To the alien, from another side. // Earth used to be the most beautiful place.

You could go running, under-leaf, through waist-deep tangled-grass jungle, wondering about snakes but not stopping because you had lost something in there, your heart breaking along fault lines in egg shells of worry and the impossibility of searching this dense pocket of hiding. The sharp limits of eyes. (It could start to rain and the drops, clear pinpoints and gashes on your naked arms, would feel body-temperature, not quite cool.) You would give birth to yourself, clambering out from staggered layers of green into a rice field, shifting pale to yellow, (footsteps uneven in cracking, caked mud, swaying in) needle-soft fibers cascading with grain.
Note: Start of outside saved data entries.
PR #2032, opened 2015-09-11
Flag to skip all pull errors when pulling images

### LINKED ISSUE #2028: docker-compose pull doesn't work with mixure of official and local images
I use my own image build process in my development environment. This process create images localy so I can test them. I also use mose official images (databases) in my `docker-compose.yml`. With this combination `docker-compose pull` command fail when its tries to pull my local only images and if I'm not lucky no database images are pulled.

I would like to from time to time pull new images from repository and so far I have to list them all. Is it possible to pass some flag to `pull`  that it tries to pull all images and only report those that failed (instead of stop pulling others)?

villlem:
Closes #2028

### DIFF
--- a/compose/cli/main.py
+++ b/compose/cli/main.py
@@ -270,6 +270,7 @@ class TopLevelCommand(Command):
         Usage: pull [options] [SERVICE...]
 
         Options:
+            --ignore-pull-failures  Pull what it can and ignores images with pull failures.
             --allow-insecure-ssl    Deprecated - no effect.
         """
         if options['--allow-insecure-ssl']:
@@ -277,6 +278,7 @@ class TopLevelCommand(Command):
 
         project.pull(
             service_names=options['SERVICE'],
+            ignore_pull_failures=options.get('--ignore-pull-failures')
         )
 
     def rm(self, project, options):
--- a/compose/service.py
+++ b/compose/service.py
@@ -769,7 +769,7 @@ class Service(object):
                 return True
         return False
 
-    def pull(self):
+    def pull(self, ignore_pull_failures=False):
         if 'image' not in self.options:
             return
 
@@ -781,7 +781,14 @@ class Service(object):
             tag=tag,
             stream=True,
         )
-        stream_output(output, sys.stdout)
+
+        try:
+            stream_output(output, sys.stdout)
+        except StreamOutputError as e:
+            if not ignore_pull_failures:
+                raise
+            else:
+                log.error(six.text_type(e))
 
 
 class Net(object):
--- a/compose/project.py
+++ b/compose/project.py
@@ -311,9 +311,9 @@ class Project(object):
 
         return plans
 
-    def pull(self, service_names=None):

A sea of it. (It could start pouring, but the heavy, like wind-whipped-metal, grey holds.) Do you go left, right, forward into the field, or back to the jungle? (Ok, good choice. Turn to page 56.)
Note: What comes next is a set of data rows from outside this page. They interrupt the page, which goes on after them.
PR #2035, opened 2015-09-11
Fix schema.json MANIFEST.in entry

geron:
docker-compose up doesn't run after install without this.

### DIFF
--- a/MANIFEST.in
+++ b/MANIFEST.in
@@ -4,7 +4,7 @@ include requirements.txt
 include requirements-dev.txt
 include tox.ini
 include *.md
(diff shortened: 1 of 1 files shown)


dnephin:
Oh ya, we forgot to fix this.  Thanks!

Maybe we could do `include compose/config/*.json` so we can further change the name if we need to.

Just needs a commit signoff

geron:
Changed to *.json and signed off.

dnephin:
LGTM, that test failure will be fixed by #1955

aanand:
LGTM

PR #2040, opened 2015-09-14
include logo in readme and docs

### LINKED ISSUE #2024: create a logo for compose
Fig used to have a such a nice logo! Why doesn't compose have one?

fig

TomasTomecek:
Resolves #2024

Signed-off-by: Tomas Tomecek <ttomecek@redhat.com>


README.md
```diff
@@ -1,5 +1,7 @@
 Docker Compose
 ==============
+![Docker Compose](https://github.com/docker/compose/blob/master/docs/logo.png).
```
dnephin: I don't think this url will work, doesn't it need to be something like `https://raw.githubusercontent.com/docker/compose/master/docs/logo.png` ?

docs/index.md
```diff
@@ -8,9 +8,10 @@ parent="smn_workw_compose"
 +++
 <![end-metadata]-->
 
-
 # Overview of Docker Compose
 
+<img src="/compose/logo.png" width="200" height="200" />
```
dnephin: Can we use the markdown syntax here as well?

dnephin:
Thanks for the contribution!

README.md
thaJeztah: In Swarm they used this; https://github.com/docker/swarm/commit/accf600c327eeff416fb23d4ca12ad12b6ea89c5

thaJeztah: ^^ which, I think, would have the advantage that it also works on a Forked repo :-)

dnephin: Oh ya,  +1 , that is nice

thaJeztah: I don't know if the .png needs to be in the same path for this to work, but it's worth trying

docs/index.md
TomasTomecek: My point here was to resize the image b/c it's too big.

TomasTomecek:
So I changed it to mimic what swarm has.

dnephin:
I think we need to resize the image, it's too big for the README

thaJeztah:
Looks like there are [variations of Markdown that support image dimensions](http://stackoverflow.com/questions/14675913/how-to-change-image-size-markdown), but unfortunately, [not on GitHub](http://stackoverflow.com/questions/22485796/markdown-smaller-images-sizes-not-supported-by-github) (unless they implemented it in the mean time).

I suggest to add a resized copy to the root of the repo, and preserve the large size for the docs? Is the 200x200px size ok?

@TomasTomecek I can create a resized and optimized version of the png for you if you need, comment here if you want me to do that (might be tomorrow, as I'm in the EU timezone, and it's quite late now :smile:)

TomasTomecek:
done, resized to 200px (looks pretty small to be honest)

thaJeztah:
thanks! LGTM :-)

dnephin:
LGTM

mnowster:
LGTM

Words come from behind you, you don’t understand those, but fearful fluttering heartbeats, you do. From underneath places, trembling invisibles look back, lines of sight never meeting, from too many directions. You never held what happened, there. Life was snuffed out in missed-crossings, disappeared, or worse, waited past the faltering light, as if to be found again, hoping but knowing, skin and memory growing thin and colder, until heart stopped. It gave up, it was over, but then, you were found. A strange struggle, distracting but home again, having made plans that seem irrelevant, at this point. Washed a sink full of dishes. Sat on the floor, scratching stray sentences in dust. It would be dark, but not raining, and anyway, you would be under the solid wood floor of another world, with footsteps relying heavily on the grammar of your (earthy) answer.
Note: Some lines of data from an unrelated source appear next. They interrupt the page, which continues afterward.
PR #1494, opened 2015-06-01
Add docker build --pull command.

glogiotatidis:
This waits for https://github.com/docker/docker-py/pull/624

PR #2041, opened 2015-09-14
Add new --pull option in build.

ggtools:
The `--pull` option from `docker build` is not available on compose. Add it.

### DIFF
--- a/tests/integration/cli_test.py
+++ b/tests/integration/cli_test.py
@@ -98,20 +98,56 @@ class CLITestCase(DockerClientTestCase):
             'sha256:38a203e1986cf79639cfb9b2e1d6e773de84002feea2d4eb006b52004ee8502d)...')
 
     @mock.patch('sys.stdout', new_callable=StringIO)
+    def test_build_plain(self, mock_stdout):
+        self.command.base_dir = 'tests/fixtures/simple-dockerfile'
+        self.command.dispatch(['build', 'simple'], None)
+
+        mock_stdout.truncate(0)
+        cache_indicator = 'Using cache'
+        pull_indicator = 'Status: Image is up to date for busybox:latest'
+        self.command.dispatch(['build', 'simple'], None)
+        output = mock_stdout.getvalue()
+        self.assertIn(cache_indicator, output)
+        self.assertNotIn(pull_indicator, output)
+
+    @mock.patch('sys.stdout', new_callable=StringIO)
     def test_build_no_cache(self, mock_stdout):
         self.command.base_dir = 'tests/fixtures/simple-dockerfile'
         self.command.dispatch(['build', 'simple'], None)
 
         mock_stdout.truncate(0)
         cache_indicator = 'Using cache'
-        self.command.dispatch(['build', 'simple'], None)
-        output = mock_stdout.getvalue()
-        self.assertIn(cache_indicator, output)
-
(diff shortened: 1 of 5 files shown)


tests/integration/cli_test.py
```diff
@@ -104,14 +104,22 @@ def test_build_no_cache(self, mock_stdout):
...
         mock_stdout.truncate(0)
         self.command.dispatch(['build', '--no-cache', 'simple'], None)
         output = mock_stdout.getvalue()
         self.assertNotIn(cache_indicator, output)
+        self.assertNotIn(pull_indicator, output)
+
+        mock_stdout.truncate(0)
+        self.command.dispatch(['build', '--pull', 'simple'], None)
+        output = mock_stdout.getvalue()
+        self.assertIn(pull_indicator, output)
```
dnephin: This should be split into a separate test case `def test_build_with_pull(self)`

dnephin:
Thanks for the contribution!  This is actually the 3rd(!) attempt to get this in, the previous ones were abandoned by the submitter, so I hope we can get this merged. We should be able to get it in for the next release.

I'll sort out the janky issue, just needs one small change to the test.

This will replace #1494

ggtools:
Build didn't pass but it's quite strange the pull tests are passing and the build ends with: `Build timed out (after 45 minutes). Marking the build as aborted.`

dnephin:
Don't worry about the build failures, we're having issues with jenkins right now.

I'll kick off another run when it's working again.

sdurrheimer:
I will add this to the zsh completion after merge.

@albers Incoming `docker-compose build --pull` option.

albers:
And I'll add it to bash completion.
Thanks @sdurrheimer for the ping.

dnephin:
The build is green, but I think we should split `test_build_with_pull` into two functions.  @ggtools would you mind making that change?

ggtools:
Actually if I'm splitting `test_build_with_pull` I might also split the other method and have 4 methods covering all possible configurations of `--no-cache` and `--pull`. What do you think of it?

dnephin:
That sounds great, thanks!

tests/integration/cli_test.py
```diff
@@ -98,20 +98,56 @@ def test_pull_with_digest(self, mock_logging):
...
 
         mock_stdout.truncate(0)
         cache_indicator = 'Using cache'
+        pull_indicator = 'Status: Image is up to date for busybox:latest'
         self.command.dispatch(['build', 'simple'], None)
         output = mock_stdout.getvalue()
         self.assertIn(cache_indicator, output)
+        self.assertNotIn(pull_indicator, output)
+
+    @mock.patch('sys.stdout', new_callable=StringIO)
```
dnephin: As an aside, I think it's a mistake we do this patch as a decorator.  It makes it harder to debug tests with `pdb`.  I've been moving some of them to be context managers around just the single line that needs the patch.

Using the `with mock.patch()` around just the line that needs it also removes the need to do `mock_stdout.truncate(0)`, since it would only wrap the stdout we care about.


Since this is pretty common in our test suite, I wouldn't ask you to change it as part of this PR, I think we can address that in a separate cleanup branch and change them all at once.

dnephin:
LGTM

aanand:
LGTM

Somebody who loved you might bring you food that was soft and crunchy and salty and sweet. And a lit stick of honeyed incense. Parts of you would fall back in right places. You could remove clothes, find yourself misshapen, and step into a hot shower under pitch-navy sky. Becoming twin bodies, ocean and sorrow in a breathy coccoon against deep space. I would work my fingers into your scalp, and medicinal smells of sudsy substances would rinse off in slippery streams to either side of your (kissed) face. Scrub around ears. You could be clean. (And the miracle of that.) You could put on clean clothes. You could slip between clean sheets underneath a comforter blanket that was the perfect thickness for this night’s chill, with just enough weight to let you feel, well, enough. Plus a cat, on your legs. Yes, cats were amazing. You could cover your eyes, and drift off, as a warm hand slipped softly into yours. Everything that was lost, would be home, would be dreamt or forgotten, singing or held, would be tucked under feathers, bed scattered with blossoms, and the waning crescent would disappear into the better side of night.

One felt gratitude, and mistook it for fear. That is how beautiful Earth was. We couldn’t contain the joy it put into us, so we turned it upside-down, into fear.